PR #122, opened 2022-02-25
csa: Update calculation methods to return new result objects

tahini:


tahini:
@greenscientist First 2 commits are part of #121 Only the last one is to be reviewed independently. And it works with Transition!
* * *
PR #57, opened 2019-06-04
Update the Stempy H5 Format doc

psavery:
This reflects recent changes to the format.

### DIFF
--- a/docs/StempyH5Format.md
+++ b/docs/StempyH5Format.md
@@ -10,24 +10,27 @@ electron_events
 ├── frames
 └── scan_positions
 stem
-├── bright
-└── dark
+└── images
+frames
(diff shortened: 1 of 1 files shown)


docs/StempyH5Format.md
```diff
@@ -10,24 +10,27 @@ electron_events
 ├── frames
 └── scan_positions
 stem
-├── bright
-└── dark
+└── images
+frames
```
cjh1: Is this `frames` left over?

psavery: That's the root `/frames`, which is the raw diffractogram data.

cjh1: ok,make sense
* * *
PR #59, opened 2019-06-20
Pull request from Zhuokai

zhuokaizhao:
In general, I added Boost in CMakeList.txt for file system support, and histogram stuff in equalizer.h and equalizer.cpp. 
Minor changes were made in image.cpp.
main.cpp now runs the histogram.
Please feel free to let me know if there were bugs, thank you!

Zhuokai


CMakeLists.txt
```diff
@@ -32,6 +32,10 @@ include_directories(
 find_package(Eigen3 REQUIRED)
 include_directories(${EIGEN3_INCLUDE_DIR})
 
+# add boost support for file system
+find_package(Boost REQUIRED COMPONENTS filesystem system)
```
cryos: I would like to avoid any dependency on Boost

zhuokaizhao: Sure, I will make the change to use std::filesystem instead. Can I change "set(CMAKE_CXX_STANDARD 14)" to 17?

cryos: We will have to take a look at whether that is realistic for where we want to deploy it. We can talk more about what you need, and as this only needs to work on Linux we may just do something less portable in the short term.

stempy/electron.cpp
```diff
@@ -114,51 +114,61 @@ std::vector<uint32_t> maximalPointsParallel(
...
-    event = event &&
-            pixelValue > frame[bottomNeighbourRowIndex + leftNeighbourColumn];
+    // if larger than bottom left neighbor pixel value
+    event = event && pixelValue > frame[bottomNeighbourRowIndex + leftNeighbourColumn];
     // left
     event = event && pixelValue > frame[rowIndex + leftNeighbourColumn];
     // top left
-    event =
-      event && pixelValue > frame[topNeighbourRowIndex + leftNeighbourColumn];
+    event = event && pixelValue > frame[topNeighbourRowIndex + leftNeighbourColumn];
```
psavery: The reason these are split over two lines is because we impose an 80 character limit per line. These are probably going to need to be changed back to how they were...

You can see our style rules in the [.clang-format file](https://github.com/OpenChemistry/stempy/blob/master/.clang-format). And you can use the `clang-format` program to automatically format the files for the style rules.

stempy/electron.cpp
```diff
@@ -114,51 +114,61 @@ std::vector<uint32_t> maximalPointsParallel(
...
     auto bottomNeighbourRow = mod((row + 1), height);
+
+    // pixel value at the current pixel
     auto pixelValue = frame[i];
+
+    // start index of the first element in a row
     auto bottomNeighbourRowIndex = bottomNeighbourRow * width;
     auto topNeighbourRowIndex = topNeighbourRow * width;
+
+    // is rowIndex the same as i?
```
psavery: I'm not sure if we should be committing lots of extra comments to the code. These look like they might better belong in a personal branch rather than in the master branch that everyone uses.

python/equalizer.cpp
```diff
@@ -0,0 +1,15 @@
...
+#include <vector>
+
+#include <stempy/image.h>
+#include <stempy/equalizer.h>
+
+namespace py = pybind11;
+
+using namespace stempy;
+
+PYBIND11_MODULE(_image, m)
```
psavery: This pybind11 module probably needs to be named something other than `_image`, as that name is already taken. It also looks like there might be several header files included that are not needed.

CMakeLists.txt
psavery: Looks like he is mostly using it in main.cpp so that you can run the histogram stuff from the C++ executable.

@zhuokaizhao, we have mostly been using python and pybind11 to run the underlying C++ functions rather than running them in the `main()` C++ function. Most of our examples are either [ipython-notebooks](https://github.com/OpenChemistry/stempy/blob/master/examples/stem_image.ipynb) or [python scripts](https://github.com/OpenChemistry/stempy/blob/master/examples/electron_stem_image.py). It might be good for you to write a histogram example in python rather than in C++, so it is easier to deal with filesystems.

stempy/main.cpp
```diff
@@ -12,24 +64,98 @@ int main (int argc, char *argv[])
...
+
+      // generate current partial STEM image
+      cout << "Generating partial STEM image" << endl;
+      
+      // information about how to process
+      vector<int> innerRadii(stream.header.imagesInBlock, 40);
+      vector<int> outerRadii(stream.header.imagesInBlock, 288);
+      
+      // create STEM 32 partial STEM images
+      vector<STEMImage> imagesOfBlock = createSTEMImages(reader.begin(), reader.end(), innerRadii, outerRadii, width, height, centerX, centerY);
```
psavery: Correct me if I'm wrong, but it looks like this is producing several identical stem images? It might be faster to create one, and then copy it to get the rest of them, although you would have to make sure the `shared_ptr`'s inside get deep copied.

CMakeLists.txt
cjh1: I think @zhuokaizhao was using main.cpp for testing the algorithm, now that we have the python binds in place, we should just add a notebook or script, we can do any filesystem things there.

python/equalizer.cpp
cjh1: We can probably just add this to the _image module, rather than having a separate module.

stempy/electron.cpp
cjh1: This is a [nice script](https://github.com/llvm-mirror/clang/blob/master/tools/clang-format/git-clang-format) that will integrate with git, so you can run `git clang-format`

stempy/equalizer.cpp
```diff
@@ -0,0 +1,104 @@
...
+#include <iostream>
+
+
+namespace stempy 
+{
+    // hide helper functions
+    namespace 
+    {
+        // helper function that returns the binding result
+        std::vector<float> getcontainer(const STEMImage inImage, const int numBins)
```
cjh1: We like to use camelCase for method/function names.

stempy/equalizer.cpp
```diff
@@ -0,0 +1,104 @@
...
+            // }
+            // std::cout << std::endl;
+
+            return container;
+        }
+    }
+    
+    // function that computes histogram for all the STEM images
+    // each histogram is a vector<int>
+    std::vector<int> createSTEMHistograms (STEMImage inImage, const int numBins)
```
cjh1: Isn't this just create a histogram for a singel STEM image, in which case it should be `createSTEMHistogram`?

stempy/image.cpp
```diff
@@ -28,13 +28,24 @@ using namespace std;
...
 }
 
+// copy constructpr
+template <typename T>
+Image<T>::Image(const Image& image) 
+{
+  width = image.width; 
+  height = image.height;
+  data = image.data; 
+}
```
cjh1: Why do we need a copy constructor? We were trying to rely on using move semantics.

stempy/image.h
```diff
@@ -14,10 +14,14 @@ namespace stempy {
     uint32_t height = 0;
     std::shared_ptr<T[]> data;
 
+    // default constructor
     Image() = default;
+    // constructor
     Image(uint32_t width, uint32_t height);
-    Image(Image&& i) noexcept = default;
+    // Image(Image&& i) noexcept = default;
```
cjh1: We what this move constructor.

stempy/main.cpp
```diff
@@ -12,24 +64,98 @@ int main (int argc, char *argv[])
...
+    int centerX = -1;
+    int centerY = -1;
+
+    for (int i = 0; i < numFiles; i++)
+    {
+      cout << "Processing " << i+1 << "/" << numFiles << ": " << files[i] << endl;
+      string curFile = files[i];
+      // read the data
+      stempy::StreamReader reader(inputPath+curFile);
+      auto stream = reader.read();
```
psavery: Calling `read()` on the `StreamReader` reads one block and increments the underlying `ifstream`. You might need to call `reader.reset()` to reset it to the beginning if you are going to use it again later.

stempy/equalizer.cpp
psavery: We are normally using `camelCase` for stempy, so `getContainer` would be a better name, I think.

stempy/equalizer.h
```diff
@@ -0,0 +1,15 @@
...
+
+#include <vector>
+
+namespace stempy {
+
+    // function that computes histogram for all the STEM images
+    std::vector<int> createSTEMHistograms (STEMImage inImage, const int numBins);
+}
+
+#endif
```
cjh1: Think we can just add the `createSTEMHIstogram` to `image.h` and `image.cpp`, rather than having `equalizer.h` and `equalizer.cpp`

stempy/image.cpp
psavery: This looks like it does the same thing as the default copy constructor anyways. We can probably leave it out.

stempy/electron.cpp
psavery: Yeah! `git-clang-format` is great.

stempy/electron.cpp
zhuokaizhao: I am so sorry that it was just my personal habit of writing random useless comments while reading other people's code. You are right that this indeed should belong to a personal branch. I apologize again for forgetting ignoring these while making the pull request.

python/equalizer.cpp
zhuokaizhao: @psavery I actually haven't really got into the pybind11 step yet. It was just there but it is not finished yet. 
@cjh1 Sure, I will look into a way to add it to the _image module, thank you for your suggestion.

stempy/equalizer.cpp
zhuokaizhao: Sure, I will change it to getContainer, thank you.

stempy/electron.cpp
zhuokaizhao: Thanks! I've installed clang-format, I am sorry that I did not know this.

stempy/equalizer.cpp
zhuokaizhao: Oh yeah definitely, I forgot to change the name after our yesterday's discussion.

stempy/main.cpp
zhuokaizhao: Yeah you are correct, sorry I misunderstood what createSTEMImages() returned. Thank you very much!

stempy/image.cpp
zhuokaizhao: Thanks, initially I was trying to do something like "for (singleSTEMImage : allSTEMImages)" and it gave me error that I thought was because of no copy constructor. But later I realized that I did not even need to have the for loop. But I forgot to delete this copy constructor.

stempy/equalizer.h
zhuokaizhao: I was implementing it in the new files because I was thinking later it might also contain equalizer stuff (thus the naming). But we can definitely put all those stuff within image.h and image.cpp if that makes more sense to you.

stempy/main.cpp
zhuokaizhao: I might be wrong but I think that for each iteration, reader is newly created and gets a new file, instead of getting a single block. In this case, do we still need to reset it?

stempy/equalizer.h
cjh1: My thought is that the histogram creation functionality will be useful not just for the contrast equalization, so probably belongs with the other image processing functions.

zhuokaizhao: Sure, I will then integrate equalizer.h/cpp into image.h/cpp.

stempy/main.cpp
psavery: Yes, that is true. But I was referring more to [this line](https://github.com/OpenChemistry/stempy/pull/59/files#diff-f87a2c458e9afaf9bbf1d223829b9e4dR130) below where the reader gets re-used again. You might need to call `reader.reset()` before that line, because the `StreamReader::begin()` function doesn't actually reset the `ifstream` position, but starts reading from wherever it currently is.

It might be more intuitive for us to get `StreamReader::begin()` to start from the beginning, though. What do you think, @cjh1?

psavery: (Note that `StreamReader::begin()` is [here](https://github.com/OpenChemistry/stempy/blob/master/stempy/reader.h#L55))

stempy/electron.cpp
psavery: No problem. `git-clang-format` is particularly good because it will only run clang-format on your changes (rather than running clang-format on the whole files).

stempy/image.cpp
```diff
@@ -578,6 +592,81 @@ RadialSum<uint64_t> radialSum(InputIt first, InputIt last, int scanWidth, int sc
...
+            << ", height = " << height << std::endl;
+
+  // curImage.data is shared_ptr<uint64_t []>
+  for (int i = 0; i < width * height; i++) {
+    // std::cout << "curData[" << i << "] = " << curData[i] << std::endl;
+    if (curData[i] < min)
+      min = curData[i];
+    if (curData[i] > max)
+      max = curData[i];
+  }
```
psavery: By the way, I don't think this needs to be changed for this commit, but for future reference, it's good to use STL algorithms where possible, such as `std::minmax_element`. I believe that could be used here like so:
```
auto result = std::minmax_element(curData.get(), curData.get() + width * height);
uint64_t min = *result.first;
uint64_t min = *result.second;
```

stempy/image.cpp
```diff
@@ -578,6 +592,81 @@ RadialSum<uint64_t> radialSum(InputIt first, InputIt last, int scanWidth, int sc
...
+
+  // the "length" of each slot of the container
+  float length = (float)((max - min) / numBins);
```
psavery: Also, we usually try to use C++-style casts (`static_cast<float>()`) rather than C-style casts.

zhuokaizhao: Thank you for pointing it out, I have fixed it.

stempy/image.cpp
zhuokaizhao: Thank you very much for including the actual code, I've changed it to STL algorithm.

■ EXERCISE REQUIREMENTS: The entries above hold a line with "PR #122, opened 2022-02-25" and a later line with "works with Transition!". Write out exactly those lines and all lines between, nothing more.

■ ANSWER TO THIS TASK:
PR #122, opened 2022-02-25
csa: Update calculation methods to return new result objects

tahini:


tahini:
@greenscientist First 2 commits are part of #121 Only the last one is to be reviewed independently. And it works with Transition!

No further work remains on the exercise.